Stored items
------
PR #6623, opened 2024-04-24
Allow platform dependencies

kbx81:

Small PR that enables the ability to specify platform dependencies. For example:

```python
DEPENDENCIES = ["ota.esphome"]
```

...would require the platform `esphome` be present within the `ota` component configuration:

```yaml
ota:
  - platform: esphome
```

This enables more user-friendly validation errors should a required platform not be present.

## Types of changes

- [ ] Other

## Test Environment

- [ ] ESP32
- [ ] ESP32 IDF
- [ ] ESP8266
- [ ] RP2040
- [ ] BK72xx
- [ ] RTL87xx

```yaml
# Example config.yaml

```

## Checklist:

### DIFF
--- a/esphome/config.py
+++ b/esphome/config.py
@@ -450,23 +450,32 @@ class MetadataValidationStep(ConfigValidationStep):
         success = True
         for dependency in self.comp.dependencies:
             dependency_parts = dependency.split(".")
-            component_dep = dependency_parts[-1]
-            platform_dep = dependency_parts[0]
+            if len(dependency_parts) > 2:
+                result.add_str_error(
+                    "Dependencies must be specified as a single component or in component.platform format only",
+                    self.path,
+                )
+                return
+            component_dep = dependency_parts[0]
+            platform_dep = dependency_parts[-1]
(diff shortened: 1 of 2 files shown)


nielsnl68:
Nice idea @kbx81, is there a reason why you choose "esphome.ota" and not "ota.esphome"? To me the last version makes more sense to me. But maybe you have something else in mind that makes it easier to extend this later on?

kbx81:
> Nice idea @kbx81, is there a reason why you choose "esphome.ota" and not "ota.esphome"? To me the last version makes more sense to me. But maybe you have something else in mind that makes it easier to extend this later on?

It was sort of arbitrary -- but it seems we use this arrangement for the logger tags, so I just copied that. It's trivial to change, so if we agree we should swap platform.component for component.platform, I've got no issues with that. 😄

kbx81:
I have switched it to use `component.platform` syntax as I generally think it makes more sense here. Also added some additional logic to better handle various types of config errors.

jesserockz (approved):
------
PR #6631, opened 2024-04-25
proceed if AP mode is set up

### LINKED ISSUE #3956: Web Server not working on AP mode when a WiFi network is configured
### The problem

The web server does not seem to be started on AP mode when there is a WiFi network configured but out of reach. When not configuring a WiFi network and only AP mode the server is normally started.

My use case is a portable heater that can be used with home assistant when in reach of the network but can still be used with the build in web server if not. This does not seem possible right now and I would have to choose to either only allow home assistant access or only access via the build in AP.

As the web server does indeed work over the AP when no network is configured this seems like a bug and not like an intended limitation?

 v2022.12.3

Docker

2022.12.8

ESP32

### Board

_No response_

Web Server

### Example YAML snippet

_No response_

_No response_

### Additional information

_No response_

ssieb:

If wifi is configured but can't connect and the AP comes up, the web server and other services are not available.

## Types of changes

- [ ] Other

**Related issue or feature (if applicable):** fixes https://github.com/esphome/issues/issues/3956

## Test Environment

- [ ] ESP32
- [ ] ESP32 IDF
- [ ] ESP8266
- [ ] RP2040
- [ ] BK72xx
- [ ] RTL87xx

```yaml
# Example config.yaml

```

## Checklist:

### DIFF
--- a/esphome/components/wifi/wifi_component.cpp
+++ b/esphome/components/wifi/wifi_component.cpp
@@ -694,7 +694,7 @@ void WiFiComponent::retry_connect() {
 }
------
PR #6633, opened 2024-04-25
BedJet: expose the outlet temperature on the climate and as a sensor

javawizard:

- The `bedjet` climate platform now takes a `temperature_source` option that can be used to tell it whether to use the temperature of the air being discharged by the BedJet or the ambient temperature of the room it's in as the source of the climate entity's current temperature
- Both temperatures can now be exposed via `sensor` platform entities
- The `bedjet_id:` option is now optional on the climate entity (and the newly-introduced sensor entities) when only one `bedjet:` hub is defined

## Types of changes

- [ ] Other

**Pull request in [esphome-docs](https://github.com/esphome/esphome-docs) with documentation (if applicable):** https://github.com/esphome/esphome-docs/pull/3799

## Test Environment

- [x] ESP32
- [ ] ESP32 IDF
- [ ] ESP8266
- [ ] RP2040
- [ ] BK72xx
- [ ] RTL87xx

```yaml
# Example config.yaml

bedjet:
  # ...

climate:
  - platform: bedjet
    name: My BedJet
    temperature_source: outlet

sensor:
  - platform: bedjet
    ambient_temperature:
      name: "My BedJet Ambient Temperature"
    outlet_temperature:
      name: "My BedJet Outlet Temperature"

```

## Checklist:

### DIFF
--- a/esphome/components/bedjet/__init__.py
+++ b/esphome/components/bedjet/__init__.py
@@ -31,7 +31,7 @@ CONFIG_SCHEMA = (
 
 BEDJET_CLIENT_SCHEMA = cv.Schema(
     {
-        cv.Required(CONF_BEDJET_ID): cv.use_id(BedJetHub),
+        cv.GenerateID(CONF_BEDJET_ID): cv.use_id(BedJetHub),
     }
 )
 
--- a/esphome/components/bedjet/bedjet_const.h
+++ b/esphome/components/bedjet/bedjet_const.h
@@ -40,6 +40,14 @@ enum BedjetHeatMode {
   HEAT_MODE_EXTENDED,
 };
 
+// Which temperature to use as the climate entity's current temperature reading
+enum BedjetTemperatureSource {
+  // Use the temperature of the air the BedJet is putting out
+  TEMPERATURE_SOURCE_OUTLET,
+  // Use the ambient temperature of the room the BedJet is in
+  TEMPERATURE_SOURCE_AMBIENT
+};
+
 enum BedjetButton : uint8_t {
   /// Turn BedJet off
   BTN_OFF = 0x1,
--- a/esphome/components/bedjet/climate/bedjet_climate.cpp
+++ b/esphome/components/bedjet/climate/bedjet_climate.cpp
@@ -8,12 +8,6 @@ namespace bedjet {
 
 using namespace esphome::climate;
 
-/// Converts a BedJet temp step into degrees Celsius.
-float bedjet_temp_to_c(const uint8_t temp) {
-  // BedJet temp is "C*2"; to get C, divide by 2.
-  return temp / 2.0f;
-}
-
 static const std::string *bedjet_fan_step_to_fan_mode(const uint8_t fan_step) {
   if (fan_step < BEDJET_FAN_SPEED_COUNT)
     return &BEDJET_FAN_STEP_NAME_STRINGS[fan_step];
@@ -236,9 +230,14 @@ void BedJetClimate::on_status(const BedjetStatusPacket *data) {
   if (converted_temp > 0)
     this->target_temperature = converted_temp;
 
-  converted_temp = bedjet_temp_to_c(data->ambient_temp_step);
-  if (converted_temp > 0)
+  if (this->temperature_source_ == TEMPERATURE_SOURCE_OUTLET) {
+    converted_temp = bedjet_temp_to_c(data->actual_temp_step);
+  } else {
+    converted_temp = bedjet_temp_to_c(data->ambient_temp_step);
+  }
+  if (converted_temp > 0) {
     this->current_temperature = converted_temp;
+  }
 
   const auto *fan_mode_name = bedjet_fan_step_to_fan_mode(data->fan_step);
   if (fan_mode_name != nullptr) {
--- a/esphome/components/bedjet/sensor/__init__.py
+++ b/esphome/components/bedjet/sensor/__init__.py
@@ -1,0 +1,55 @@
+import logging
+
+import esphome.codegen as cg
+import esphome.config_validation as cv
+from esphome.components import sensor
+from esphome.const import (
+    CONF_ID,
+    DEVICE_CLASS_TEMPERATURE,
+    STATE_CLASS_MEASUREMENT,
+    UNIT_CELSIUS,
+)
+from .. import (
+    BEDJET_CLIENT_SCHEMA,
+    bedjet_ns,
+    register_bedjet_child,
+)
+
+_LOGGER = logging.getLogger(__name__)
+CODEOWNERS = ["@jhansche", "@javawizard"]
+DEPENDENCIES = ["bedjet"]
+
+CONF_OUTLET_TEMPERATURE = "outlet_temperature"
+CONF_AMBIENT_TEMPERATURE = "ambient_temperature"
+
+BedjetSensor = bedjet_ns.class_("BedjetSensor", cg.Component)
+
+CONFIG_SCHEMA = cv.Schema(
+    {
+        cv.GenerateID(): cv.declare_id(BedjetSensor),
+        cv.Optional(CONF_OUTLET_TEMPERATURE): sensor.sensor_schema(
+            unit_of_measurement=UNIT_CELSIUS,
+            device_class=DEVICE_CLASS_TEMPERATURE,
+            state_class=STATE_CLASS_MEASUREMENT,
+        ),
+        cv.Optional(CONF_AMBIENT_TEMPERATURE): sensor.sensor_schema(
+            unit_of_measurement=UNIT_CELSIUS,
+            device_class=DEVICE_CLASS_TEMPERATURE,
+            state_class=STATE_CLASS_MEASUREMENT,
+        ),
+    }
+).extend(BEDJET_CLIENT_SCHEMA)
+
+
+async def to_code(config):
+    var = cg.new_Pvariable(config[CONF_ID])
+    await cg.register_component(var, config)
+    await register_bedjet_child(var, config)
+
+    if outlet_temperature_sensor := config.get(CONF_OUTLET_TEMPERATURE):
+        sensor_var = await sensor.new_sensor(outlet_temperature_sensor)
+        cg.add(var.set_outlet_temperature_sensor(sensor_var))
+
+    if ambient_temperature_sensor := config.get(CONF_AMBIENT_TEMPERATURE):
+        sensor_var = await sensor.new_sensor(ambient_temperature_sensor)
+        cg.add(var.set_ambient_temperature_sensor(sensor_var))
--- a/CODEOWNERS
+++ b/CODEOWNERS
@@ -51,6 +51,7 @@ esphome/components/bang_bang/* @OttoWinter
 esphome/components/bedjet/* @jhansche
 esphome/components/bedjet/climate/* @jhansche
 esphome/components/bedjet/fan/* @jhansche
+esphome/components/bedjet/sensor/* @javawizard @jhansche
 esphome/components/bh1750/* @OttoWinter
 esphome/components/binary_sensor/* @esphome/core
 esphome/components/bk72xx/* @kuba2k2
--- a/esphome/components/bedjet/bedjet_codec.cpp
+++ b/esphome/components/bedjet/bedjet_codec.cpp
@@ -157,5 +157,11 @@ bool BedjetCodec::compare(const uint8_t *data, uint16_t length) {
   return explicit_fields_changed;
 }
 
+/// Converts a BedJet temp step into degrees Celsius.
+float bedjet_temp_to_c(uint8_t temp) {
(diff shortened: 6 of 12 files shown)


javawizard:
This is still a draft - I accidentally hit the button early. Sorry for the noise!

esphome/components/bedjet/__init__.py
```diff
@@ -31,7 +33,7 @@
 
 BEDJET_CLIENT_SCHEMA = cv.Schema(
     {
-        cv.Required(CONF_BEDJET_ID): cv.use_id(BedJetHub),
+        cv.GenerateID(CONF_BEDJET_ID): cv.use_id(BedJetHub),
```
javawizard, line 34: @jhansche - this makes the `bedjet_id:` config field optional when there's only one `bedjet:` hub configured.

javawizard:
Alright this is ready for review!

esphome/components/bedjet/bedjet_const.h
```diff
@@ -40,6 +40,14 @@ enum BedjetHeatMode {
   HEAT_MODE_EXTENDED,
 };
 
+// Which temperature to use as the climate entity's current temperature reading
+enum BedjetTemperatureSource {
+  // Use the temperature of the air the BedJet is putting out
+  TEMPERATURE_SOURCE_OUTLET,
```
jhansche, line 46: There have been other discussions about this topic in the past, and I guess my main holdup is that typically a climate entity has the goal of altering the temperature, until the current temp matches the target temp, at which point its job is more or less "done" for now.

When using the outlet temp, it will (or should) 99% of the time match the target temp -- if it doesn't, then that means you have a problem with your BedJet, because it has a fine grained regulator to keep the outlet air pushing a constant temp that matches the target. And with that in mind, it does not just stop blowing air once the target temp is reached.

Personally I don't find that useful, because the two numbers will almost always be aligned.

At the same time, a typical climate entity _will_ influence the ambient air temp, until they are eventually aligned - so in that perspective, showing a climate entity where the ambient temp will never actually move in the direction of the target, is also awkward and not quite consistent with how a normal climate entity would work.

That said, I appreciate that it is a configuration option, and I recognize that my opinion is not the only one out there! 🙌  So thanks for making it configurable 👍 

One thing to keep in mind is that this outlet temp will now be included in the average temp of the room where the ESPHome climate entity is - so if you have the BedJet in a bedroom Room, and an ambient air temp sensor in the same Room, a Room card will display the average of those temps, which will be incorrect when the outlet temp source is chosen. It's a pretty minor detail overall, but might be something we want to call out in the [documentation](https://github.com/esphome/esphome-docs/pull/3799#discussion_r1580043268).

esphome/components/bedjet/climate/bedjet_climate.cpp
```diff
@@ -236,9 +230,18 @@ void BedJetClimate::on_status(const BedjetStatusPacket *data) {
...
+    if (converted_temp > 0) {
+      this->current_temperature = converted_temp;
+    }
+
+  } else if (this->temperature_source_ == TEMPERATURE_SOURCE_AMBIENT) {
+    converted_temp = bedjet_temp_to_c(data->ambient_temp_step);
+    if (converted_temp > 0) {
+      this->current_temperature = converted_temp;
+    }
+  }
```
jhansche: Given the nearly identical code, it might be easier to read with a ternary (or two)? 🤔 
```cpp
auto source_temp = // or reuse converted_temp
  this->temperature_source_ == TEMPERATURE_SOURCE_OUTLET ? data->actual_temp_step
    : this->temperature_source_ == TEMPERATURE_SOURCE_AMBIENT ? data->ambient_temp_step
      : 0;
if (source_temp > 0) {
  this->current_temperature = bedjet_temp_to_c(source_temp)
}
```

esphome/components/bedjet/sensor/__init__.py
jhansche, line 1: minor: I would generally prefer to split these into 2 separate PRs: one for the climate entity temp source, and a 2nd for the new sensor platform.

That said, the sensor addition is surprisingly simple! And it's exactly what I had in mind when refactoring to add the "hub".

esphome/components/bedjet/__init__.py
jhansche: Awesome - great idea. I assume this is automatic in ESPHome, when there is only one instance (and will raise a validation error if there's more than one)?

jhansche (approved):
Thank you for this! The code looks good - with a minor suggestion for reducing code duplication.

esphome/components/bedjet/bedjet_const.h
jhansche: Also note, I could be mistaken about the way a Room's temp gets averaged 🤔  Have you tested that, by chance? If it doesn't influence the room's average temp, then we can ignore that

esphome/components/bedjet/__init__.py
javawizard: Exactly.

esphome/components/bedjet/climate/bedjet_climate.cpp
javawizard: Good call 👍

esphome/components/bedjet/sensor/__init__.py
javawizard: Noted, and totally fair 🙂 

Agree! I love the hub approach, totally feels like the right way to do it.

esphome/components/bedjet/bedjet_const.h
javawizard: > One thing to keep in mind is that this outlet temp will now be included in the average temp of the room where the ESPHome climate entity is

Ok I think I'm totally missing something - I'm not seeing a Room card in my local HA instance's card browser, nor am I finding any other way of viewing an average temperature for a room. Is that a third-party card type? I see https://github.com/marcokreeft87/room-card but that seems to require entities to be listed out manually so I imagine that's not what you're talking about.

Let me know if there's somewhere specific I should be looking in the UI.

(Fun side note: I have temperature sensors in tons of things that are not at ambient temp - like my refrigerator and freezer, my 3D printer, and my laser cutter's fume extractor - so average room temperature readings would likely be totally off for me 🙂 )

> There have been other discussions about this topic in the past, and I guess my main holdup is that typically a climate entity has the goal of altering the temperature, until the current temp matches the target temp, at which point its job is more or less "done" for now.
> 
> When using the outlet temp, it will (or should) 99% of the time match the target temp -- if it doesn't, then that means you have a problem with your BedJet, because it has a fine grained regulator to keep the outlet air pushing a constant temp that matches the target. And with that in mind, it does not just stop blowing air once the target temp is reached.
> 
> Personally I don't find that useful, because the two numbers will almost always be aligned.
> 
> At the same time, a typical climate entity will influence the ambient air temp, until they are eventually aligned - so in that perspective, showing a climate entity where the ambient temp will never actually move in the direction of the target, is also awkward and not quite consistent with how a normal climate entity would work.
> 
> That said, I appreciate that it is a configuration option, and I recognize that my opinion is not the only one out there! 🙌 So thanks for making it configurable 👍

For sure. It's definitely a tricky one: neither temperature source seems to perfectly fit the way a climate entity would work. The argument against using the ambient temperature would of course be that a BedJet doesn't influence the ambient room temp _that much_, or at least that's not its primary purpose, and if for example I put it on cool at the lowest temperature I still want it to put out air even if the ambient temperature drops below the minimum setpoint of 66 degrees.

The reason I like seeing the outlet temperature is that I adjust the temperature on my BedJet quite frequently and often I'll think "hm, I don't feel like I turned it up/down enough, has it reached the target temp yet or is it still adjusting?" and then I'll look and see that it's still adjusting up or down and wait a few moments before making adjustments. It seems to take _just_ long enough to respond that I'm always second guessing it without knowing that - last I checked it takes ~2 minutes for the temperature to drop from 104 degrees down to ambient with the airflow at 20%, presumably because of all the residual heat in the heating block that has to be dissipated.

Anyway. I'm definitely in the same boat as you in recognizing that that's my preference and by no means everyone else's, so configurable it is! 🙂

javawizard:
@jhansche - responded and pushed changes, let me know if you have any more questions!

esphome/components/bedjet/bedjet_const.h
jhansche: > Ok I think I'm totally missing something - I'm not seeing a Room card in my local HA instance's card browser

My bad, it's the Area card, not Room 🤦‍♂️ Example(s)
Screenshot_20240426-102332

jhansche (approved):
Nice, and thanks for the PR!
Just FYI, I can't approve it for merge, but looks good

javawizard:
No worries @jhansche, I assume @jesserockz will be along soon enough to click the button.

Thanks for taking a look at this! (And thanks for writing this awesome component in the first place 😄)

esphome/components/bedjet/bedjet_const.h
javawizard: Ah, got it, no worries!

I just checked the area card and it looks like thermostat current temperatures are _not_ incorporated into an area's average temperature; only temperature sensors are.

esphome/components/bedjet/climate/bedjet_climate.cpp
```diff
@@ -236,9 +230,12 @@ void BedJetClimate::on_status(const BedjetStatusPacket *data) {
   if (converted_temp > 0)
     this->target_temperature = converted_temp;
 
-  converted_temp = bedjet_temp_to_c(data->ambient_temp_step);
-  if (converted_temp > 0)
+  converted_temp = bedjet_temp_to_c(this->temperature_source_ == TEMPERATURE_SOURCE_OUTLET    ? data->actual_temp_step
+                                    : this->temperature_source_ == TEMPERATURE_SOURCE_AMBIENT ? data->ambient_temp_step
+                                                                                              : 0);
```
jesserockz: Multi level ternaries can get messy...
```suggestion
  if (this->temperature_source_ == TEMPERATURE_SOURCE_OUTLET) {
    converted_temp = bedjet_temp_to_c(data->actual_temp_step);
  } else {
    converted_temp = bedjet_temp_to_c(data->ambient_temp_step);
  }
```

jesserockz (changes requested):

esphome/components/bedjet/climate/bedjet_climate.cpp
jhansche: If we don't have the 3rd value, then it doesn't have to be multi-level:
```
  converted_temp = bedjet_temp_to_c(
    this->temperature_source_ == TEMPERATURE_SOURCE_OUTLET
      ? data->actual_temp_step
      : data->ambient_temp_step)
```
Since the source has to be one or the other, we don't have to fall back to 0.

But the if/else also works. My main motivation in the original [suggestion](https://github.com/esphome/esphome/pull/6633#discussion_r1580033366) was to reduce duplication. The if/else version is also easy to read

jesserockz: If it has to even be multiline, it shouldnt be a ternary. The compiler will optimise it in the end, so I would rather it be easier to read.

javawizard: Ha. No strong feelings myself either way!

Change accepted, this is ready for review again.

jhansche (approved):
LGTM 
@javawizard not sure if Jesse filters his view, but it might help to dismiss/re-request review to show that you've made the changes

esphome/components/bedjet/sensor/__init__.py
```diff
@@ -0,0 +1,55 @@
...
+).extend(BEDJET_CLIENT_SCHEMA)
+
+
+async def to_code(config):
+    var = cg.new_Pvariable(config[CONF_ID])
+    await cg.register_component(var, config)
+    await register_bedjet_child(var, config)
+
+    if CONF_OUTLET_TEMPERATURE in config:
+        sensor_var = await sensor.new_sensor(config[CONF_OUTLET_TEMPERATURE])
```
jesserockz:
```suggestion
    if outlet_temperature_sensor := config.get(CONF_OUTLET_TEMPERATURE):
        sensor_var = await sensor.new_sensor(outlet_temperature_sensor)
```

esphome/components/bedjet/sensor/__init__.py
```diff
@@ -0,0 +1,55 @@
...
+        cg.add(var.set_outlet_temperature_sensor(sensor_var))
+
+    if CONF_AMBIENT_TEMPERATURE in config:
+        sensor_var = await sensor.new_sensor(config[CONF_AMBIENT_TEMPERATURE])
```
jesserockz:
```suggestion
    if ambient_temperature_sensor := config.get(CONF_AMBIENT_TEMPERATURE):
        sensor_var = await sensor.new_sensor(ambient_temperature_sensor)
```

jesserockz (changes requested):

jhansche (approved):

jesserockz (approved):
------
Count the lines of the entries that hold the string "split", then state that number and nothing more.

2